The answer is a number and nothing else: the count of lines in these entries containing the word "store".

######

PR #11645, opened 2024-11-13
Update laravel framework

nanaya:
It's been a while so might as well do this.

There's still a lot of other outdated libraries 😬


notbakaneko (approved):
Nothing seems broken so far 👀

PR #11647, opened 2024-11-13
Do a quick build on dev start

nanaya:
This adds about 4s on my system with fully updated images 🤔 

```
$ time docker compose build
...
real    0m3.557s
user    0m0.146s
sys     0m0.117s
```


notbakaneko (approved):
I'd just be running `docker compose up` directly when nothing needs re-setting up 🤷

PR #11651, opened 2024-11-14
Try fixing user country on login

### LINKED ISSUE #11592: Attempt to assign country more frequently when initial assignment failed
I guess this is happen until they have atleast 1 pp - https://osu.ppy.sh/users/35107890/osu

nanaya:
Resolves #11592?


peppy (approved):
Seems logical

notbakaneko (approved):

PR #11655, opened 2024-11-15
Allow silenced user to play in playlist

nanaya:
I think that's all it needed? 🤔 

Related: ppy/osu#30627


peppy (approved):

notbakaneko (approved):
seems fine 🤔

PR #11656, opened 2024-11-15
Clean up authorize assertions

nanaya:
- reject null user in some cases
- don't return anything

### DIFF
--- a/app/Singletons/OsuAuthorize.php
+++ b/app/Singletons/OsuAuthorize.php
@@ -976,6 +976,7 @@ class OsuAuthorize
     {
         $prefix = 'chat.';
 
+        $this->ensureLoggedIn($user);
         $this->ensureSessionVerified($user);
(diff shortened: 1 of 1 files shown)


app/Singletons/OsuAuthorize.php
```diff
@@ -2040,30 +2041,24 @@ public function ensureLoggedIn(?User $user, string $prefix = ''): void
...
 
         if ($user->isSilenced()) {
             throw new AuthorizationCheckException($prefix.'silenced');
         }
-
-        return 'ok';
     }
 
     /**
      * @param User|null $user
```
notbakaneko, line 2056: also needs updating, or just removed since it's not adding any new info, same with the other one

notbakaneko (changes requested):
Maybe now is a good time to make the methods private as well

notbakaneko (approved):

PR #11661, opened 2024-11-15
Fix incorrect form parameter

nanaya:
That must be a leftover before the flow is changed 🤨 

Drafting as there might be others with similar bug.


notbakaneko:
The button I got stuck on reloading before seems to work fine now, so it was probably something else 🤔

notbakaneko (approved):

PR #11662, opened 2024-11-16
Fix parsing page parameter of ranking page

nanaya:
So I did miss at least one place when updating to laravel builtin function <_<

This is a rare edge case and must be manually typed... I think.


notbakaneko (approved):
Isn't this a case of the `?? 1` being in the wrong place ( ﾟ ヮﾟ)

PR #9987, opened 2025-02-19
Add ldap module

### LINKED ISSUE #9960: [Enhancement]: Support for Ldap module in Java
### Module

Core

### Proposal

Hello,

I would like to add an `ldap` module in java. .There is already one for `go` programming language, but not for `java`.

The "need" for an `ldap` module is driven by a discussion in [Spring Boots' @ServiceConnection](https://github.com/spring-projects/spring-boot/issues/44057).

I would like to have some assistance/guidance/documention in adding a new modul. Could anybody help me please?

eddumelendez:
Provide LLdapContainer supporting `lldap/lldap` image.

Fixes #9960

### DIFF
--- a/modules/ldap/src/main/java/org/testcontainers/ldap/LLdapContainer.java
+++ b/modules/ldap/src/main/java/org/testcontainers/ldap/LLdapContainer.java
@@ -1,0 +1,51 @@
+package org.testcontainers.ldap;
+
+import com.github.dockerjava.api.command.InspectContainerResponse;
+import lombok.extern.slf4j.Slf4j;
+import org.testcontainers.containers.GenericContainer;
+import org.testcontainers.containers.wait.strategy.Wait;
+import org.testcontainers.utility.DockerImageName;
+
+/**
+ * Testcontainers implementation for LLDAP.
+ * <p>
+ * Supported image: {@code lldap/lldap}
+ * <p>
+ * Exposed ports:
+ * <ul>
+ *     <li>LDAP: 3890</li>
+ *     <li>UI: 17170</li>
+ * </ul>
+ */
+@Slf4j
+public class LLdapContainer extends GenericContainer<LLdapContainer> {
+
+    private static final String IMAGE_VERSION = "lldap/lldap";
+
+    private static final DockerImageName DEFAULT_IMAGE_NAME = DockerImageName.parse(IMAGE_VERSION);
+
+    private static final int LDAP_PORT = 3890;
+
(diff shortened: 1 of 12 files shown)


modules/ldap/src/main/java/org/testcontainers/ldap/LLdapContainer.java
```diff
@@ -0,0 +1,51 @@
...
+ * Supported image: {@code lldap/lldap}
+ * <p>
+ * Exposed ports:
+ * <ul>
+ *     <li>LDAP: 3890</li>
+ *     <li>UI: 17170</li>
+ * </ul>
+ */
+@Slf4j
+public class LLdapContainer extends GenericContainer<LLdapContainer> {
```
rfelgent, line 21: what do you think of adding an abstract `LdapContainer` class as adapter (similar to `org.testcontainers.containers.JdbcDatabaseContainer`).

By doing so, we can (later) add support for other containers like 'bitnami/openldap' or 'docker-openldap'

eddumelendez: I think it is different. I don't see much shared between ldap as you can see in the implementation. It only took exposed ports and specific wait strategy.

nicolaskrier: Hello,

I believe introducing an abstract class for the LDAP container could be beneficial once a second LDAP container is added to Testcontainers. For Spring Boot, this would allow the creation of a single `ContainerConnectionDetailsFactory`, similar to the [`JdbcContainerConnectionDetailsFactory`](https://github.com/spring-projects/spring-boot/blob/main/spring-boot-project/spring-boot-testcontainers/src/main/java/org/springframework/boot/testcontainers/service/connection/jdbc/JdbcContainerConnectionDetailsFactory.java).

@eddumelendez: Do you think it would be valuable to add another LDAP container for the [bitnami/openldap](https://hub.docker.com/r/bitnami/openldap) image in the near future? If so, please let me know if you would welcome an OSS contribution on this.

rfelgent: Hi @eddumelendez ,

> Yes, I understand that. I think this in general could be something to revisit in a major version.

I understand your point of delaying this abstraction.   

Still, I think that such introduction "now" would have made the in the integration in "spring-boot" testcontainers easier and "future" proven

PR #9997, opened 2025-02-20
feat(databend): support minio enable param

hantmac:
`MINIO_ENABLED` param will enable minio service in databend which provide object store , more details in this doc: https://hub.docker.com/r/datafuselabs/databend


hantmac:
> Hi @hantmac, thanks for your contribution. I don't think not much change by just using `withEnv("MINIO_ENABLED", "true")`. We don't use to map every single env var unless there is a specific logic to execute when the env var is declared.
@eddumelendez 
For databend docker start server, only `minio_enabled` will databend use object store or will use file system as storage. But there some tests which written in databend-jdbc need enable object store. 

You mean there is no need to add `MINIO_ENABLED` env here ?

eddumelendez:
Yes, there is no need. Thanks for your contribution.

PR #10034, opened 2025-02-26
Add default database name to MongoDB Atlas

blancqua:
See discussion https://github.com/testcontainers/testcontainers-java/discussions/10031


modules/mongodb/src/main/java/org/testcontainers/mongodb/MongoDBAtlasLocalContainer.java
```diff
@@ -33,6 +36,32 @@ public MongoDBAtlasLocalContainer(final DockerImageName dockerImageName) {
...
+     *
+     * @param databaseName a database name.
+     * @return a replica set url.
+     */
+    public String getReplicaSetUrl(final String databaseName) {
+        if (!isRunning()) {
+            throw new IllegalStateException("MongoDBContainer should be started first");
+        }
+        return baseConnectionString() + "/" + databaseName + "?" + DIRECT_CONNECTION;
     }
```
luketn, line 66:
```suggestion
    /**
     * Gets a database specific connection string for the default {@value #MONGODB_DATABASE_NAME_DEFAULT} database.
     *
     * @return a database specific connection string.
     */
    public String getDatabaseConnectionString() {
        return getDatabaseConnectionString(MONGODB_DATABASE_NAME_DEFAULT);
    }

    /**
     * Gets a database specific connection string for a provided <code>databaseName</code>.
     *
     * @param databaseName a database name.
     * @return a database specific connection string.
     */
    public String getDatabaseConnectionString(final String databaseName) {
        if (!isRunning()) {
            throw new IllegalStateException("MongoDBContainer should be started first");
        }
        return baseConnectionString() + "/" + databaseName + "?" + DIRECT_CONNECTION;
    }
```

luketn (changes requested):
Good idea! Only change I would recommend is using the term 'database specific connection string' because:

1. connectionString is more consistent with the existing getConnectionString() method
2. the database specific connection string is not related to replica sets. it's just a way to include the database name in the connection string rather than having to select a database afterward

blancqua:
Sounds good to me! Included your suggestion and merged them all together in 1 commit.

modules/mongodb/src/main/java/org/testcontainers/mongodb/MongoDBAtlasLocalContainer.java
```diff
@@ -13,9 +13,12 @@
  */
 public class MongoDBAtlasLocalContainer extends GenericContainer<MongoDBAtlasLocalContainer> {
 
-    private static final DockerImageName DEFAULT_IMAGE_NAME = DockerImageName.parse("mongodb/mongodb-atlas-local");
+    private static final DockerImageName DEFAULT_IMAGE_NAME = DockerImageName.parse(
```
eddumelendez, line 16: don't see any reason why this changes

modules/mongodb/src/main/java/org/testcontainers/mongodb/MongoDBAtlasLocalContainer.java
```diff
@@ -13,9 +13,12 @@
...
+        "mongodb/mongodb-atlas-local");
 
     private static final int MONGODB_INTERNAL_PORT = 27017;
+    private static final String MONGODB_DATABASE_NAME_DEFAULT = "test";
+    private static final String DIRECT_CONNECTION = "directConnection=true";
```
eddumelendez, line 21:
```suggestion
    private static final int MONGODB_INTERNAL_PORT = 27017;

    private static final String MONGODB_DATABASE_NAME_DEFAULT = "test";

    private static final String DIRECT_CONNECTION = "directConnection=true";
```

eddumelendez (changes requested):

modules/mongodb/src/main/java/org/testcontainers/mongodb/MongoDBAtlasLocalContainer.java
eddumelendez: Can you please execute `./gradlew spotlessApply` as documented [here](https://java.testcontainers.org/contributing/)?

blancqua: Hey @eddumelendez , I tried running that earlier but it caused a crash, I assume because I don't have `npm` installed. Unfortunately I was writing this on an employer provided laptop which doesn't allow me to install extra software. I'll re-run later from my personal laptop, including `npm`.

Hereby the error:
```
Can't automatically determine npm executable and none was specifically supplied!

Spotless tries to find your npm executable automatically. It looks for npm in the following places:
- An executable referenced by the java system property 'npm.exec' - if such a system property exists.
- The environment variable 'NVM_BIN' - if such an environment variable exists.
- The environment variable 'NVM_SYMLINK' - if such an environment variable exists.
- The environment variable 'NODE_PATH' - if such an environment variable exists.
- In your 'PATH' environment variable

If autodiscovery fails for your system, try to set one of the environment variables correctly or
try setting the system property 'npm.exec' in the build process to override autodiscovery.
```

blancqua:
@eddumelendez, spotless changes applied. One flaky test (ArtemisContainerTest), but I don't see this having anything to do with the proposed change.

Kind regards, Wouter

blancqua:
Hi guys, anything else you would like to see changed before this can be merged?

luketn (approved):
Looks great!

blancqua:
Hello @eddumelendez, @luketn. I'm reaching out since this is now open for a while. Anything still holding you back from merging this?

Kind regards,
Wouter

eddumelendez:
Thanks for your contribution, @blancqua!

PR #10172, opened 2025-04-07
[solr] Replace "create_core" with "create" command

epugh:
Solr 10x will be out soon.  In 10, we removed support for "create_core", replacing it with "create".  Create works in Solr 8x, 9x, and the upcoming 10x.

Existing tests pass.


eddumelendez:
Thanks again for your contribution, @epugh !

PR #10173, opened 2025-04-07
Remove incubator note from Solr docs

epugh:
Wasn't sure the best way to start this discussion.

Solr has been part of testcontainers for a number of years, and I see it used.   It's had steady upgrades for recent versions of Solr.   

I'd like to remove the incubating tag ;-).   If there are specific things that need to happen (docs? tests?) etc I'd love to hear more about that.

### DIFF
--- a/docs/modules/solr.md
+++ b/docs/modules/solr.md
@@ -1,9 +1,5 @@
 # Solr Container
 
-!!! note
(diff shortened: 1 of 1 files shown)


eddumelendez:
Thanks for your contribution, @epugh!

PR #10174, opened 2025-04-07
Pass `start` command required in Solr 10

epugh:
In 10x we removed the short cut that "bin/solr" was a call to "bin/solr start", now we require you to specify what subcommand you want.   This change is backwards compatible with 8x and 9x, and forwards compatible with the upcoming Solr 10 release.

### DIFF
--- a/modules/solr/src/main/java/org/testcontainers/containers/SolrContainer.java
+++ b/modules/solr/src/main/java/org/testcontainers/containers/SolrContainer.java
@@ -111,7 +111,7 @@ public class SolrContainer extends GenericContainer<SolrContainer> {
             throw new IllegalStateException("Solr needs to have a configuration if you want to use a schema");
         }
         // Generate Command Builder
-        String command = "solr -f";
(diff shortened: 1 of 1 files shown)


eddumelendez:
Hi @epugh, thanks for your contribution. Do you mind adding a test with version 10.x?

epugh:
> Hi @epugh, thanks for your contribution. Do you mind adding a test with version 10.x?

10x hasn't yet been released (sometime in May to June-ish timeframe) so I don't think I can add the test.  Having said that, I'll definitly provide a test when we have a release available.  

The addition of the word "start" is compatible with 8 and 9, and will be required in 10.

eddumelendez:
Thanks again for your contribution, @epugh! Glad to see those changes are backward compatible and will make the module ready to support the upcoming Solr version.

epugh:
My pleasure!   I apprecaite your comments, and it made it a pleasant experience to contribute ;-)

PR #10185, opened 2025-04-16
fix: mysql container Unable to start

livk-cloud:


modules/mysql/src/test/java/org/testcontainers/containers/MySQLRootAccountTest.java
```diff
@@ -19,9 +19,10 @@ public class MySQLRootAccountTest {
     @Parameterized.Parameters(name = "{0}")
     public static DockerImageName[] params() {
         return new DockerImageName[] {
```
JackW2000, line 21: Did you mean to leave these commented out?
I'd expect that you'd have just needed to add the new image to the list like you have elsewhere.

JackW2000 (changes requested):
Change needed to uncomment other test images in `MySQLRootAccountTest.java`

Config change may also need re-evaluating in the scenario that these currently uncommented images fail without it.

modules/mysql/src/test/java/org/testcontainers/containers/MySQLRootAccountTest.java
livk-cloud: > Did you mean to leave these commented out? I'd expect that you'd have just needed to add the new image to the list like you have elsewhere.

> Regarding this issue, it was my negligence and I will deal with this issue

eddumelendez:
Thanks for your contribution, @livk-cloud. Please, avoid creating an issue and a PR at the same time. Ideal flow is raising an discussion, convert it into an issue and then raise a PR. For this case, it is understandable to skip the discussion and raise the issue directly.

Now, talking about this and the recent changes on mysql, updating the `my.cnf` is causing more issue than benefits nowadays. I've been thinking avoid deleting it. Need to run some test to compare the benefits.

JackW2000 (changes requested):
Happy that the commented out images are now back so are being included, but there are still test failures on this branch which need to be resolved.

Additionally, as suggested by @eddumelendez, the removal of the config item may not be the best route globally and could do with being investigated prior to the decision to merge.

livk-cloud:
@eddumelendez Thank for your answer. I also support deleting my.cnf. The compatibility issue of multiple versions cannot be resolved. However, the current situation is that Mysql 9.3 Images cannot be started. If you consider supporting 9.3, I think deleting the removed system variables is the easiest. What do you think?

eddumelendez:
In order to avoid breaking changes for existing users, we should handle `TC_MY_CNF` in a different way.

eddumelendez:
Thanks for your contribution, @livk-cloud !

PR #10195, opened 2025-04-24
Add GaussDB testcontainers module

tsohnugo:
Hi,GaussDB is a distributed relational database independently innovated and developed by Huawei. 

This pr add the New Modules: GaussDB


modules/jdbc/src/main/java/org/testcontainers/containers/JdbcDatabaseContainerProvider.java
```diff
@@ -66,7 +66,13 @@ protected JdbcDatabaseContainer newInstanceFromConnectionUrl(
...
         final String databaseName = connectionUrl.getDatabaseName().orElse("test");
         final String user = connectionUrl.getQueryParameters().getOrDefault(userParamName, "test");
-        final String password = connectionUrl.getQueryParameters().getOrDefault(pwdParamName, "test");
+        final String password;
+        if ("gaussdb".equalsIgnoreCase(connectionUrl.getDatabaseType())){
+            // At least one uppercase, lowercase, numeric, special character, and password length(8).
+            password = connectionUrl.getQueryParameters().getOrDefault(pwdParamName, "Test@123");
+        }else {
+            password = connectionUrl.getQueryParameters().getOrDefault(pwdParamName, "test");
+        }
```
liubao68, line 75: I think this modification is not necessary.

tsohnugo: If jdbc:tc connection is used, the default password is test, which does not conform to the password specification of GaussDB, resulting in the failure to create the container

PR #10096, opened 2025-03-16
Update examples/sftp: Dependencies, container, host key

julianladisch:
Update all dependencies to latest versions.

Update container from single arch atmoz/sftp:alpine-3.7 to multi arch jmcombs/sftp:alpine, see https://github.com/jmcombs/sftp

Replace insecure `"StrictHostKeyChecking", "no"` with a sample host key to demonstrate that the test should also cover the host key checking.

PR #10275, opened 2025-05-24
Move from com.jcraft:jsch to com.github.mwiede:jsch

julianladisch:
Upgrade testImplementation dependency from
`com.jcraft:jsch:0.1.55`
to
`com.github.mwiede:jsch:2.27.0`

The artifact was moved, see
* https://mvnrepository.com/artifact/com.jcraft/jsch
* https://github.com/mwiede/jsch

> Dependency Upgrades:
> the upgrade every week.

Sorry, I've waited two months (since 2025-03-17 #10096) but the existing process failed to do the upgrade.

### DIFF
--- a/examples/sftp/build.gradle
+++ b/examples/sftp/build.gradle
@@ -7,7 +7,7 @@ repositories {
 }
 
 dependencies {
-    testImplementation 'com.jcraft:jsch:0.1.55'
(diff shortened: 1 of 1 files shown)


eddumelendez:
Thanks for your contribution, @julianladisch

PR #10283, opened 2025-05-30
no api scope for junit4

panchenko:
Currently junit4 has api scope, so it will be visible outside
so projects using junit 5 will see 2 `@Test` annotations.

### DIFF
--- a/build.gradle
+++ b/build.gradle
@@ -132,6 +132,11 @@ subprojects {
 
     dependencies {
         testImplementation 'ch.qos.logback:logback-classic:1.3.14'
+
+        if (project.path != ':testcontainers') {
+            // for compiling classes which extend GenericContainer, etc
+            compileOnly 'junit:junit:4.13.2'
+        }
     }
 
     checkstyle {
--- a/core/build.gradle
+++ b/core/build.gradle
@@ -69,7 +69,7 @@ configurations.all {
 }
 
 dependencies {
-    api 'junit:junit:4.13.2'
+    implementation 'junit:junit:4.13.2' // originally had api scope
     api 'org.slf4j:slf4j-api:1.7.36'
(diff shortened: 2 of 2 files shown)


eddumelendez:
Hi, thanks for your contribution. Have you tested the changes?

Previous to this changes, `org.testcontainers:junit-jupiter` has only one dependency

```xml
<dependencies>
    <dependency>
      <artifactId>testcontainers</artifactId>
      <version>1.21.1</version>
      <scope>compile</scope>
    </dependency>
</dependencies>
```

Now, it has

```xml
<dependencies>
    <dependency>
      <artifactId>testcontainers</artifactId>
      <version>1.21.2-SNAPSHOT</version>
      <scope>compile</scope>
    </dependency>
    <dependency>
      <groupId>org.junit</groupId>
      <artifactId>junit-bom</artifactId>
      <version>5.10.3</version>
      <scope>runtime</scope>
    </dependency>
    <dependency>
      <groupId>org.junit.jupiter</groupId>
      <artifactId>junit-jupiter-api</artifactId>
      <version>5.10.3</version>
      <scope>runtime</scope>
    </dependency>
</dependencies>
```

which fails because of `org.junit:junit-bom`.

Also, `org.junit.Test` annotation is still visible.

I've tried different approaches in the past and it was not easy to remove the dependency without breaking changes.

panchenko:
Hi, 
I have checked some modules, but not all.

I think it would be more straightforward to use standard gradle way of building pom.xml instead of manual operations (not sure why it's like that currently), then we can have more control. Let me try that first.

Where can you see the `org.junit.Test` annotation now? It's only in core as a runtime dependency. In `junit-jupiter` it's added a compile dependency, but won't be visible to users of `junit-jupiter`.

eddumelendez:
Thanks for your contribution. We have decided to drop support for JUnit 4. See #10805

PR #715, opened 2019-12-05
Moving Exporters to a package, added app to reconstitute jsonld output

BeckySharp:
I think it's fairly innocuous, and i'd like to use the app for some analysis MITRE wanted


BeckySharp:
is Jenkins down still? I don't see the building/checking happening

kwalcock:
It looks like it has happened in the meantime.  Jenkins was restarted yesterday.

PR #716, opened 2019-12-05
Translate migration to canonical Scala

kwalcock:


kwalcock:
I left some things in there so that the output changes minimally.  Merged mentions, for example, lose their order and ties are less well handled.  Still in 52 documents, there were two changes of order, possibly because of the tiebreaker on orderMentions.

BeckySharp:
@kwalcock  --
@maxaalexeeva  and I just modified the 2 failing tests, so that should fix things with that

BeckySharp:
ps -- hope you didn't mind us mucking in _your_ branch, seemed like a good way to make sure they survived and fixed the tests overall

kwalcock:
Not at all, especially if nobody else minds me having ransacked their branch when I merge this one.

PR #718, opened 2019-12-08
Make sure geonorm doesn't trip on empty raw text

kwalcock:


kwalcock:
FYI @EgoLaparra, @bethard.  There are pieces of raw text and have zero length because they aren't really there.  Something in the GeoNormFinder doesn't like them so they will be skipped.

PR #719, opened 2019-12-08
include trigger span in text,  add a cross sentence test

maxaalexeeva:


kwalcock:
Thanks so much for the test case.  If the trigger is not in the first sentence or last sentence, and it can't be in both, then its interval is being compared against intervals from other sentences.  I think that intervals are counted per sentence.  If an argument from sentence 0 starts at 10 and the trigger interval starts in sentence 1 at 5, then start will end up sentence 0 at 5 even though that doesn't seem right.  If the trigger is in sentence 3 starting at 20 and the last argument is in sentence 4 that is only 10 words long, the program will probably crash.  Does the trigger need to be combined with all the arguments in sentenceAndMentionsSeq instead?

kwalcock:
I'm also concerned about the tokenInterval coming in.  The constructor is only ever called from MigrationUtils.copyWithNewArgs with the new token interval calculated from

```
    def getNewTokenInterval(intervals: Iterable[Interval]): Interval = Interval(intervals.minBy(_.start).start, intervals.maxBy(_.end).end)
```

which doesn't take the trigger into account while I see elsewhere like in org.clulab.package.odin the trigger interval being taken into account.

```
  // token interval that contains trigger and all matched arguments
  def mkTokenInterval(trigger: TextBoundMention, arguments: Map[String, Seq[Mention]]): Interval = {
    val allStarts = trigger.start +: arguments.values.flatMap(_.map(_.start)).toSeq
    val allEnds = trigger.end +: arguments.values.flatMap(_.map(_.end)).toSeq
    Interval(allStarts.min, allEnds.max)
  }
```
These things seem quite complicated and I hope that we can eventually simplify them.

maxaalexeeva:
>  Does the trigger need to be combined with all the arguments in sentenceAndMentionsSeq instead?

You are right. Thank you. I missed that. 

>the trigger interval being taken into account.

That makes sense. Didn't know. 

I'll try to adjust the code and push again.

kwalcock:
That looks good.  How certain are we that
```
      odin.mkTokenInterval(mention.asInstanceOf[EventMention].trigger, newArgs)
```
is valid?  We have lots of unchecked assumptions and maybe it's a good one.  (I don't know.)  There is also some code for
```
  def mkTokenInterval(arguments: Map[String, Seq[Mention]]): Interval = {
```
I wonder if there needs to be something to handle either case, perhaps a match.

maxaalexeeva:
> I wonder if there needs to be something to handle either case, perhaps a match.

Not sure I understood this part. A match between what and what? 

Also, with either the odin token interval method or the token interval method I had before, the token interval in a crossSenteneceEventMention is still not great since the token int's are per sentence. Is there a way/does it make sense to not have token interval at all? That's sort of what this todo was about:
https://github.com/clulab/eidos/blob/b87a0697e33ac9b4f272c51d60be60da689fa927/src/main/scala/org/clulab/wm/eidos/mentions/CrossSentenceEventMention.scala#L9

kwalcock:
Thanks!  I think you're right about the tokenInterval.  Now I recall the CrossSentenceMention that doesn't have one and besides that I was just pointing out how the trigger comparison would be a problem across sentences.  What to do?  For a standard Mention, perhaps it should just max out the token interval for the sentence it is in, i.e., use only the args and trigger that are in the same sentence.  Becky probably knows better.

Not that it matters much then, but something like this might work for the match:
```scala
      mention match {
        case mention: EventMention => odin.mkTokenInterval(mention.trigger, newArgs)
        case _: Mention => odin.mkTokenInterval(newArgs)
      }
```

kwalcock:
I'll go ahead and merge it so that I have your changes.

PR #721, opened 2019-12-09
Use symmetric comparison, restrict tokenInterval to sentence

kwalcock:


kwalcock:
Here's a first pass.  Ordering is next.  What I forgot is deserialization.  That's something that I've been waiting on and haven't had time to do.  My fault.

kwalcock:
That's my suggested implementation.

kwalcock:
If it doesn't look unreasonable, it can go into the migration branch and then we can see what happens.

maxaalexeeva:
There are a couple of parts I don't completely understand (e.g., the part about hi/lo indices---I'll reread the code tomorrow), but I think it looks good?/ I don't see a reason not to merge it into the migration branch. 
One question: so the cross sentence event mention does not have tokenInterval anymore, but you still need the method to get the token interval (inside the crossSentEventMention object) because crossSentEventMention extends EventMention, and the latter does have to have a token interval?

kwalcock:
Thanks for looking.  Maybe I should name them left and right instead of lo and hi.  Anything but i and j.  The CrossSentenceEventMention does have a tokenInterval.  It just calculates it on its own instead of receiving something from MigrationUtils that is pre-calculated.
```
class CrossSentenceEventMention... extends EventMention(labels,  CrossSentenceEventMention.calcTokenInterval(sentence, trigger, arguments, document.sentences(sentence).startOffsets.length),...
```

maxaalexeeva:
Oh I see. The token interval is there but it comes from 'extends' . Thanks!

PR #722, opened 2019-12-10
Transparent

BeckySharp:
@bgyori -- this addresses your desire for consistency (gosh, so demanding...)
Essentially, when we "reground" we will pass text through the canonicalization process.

######

Answer area: 2